Field data inversion (“Koenigsee”)

This minimalistic example shows how to use the Refraction Manager to invert a field data set. Here, we consider the Koenigsee data set, which represents classical refraction seismics data set with slightly heterogeneous overburden and some high-velocity bedrock. The data file can be found in the pyGIMLi example data repository.

# We import pyGIMLi and the traveltime module.

import matplotlib.pyplot as plt
import pygimli as pg
import pygimli.physics.traveltime as tt

The helper function pg.getExampleData downloads the data set to a temporary location and loads it. Printing the data reveals that there are 714 data points using 63 sensors (shots and geophones) with the data columns s (shot), g (geophone), and t (traveltime). By default, there is also a validity flag.

data = pg.getExampleData("traveltime/koenigsee.sgt", verbose=True)
print(data)

[::::::::::::::::::::::::::::::::::::: 83% :::::::::::::::::::::::             ] 8193 of 9844 complete
[:::::::::::::::::::::::::::::::::::: 100% ::::::::::::::::::::::::::::::::::::] 9844 of 9844 complete
md5: 641890bb17cb2bdf052cbc348669dfd0
Data: Sensors: 63 data: 714, nonzero entries: ['g', 's', 't', 'valid']

Let’s have a look at the data in the form of traveltime curves.

fig, ax = plt.subplots()
lines = tt.drawFirstPicks(ax, data)

We initialize the refraction manager.

mgr = tt.TravelTimeManager(data)

# Alternatively, one can plot a matrix plot of apparent velocities which is the
# more general function also making sense for crosshole data.

ax, cbar = mgr.showData()

Finally, we call the invert method and plot the result.The mesh is created based on the sensor positions on-the-fly.

mgr.invert(secNodes=3, paraMaxCellSize=5.0,
           zWeight=0.2, vTop=500, vBottom=5000, verbose=1)

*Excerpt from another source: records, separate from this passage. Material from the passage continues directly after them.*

PR #704, opened 2017-08-11
Support collapsing by header click && fix onCollapsedChange at Collap…

el-fuego:
…sedHeader

First one was approved by Nir Kosover

### DIFF
--- a/src/Card/CollapsedHeader/CollapsedHeader.js
+++ b/src/Card/CollapsedHeader/CollapsedHeader.js
@@ -46,10 +46,15 @@ class CollapsedHeader extends WixComponent {
     }
   }
 
-  toggleCollapsed = event => {
+  stopPropagation(event) {
+    event.stopPropagation();
+  }
+
+  toggleCollapsed = () => {
     const {onCollapsedChange} = this.props;
-    this.setState({isCollapsed: !this.state.isCollapsed});
-    onCollapsedChange && onCollapsedChange(event);
+    const isCollapsed = !this.state.isCollapsed;
+    this.setState({isCollapsed});
+    onCollapsedChange && onCollapsedChange(isCollapsed);
   };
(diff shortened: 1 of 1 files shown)


src/Card/CollapsedHeader/CollapsedHeader.js
```diff
@@ -46,10 +46,15 @@ class CollapsedHeader extends WixComponent {
...
+    event.stopPropagation();
+  }
+
+  toggleCollapsed = () => {
     const {onCollapsedChange} = this.props;
-    this.setState({isCollapsed: !this.state.isCollapsed});
-    onCollapsedChange && onCollapsedChange(event);
+    const isCollapsed = !this.state.isCollapsed;
+    this.setState({isCollapsed});
+    onCollapsedChange && onCollapsedChange(isCollapsed);
```
lbelinsk: Why did you call onCollapsedChange with a boolean value?

el-fuego: Because, I need to know current state. With checkbox it will work, but not with button

lbelinsk: Ok, so you need to update it in the docs.
onCollapsedChange is a prop that the user needs to know what kind of callback to pass, so it might be a breaking change because if someone is already passing:

```onCollapsedChange={event => event.target.blabla}```
He will get an error because event is a boolean now.

I looked in the wix-private github and I don't see that anyone passes this callback prop, but please document it.

el-fuego: For a now, onCollapsedChange was not docummented at all

nirhart: @el-fuego it still needs to get documentation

fop: <pygimli.physics.traveltime.modelling.TravelTimeDijkstraModelling object at 0x7f0d12180f40>
Data transformation: Identity transform
Model transformation (cumulative):
         0 Logarithmic LU transform, lower bound 0.0, upper bound 0.0
min/max (data): 3.5e-04/0.03
min/max (error): 3%/3%
min/max (start model): 2.0e-04/0.002
--------------------------------------------------------------------------------
inv.iter 0 ... chi² =  156.33
--------------------------------------------------------------------------------
inv.iter 1 ... chi² =   12.31 (dPhi = 91.50%) lam: 20.0
--------------------------------------------------------------------------------
inv.iter 2 ... chi² =    8.91 (dPhi = 27.37%) lam: 20.0
--------------------------------------------------------------------------------
inv.iter 3 ... chi² =    6.65 (dPhi = 24.90%) lam: 20.0
--------------------------------------------------------------------------------
inv.iter 4 ... chi² =    5.97 (dPhi = 9.74%) lam: 20.0
--------------------------------------------------------------------------------
inv.iter 5 ... chi² =    5.77 (dPhi = 3.11%) lam: 20.0
--------------------------------------------------------------------------------
inv.iter 6 ... chi² =    5.61 (dPhi = 2.58%) lam: 20.0
--------------------------------------------------------------------------------
inv.iter 7 ... chi² =    4.68 (dPhi = 15.28%) lam: 20.0
--------------------------------------------------------------------------------
inv.iter 8 ... chi² =    4.24 (dPhi = 8.77%) lam: 20.0
--------------------------------------------------------------------------------
inv.iter 9 ... chi² =    3.95 (dPhi = 6.13%) lam: 20.0
--------------------------------------------------------------------------------
inv.iter 10 ... chi² =    3.77 (dPhi = 4.11%) lam: 20.0
--------------------------------------------------------------------------------
inv.iter 11 ... chi² =    3.69 (dPhi = 1.82%) lam: 20.0
################################################################################
#                Abort criterion reached: dPhi = 1.82 (< 2.0%)                 #
################################################################################

1090 [863.9110357958974,...,2658.608027494803]

Look at the fit between measured (crosses) and modelled (lines) traveltimes.

mgr.showFit(firstPicks=True)

You can plot only the model and customize with a bunch of keywords

ax, cbar = mgr.showResult(logScale=False, cMin=500, cMax=3000, cMap="plasma_r",
                          coverage=mgr.standardizedCoverage())
rays = mgr.drawRayPaths(ax=ax, color="k", lw=0.3, alpha=0.5)

# mgr.coverage() yields the ray coverage in m and standardizedCoverage as 0/1

You can play around with the gradient starting model (vTop and vBottom arguments) and the regularization strength lam and customize the mesh.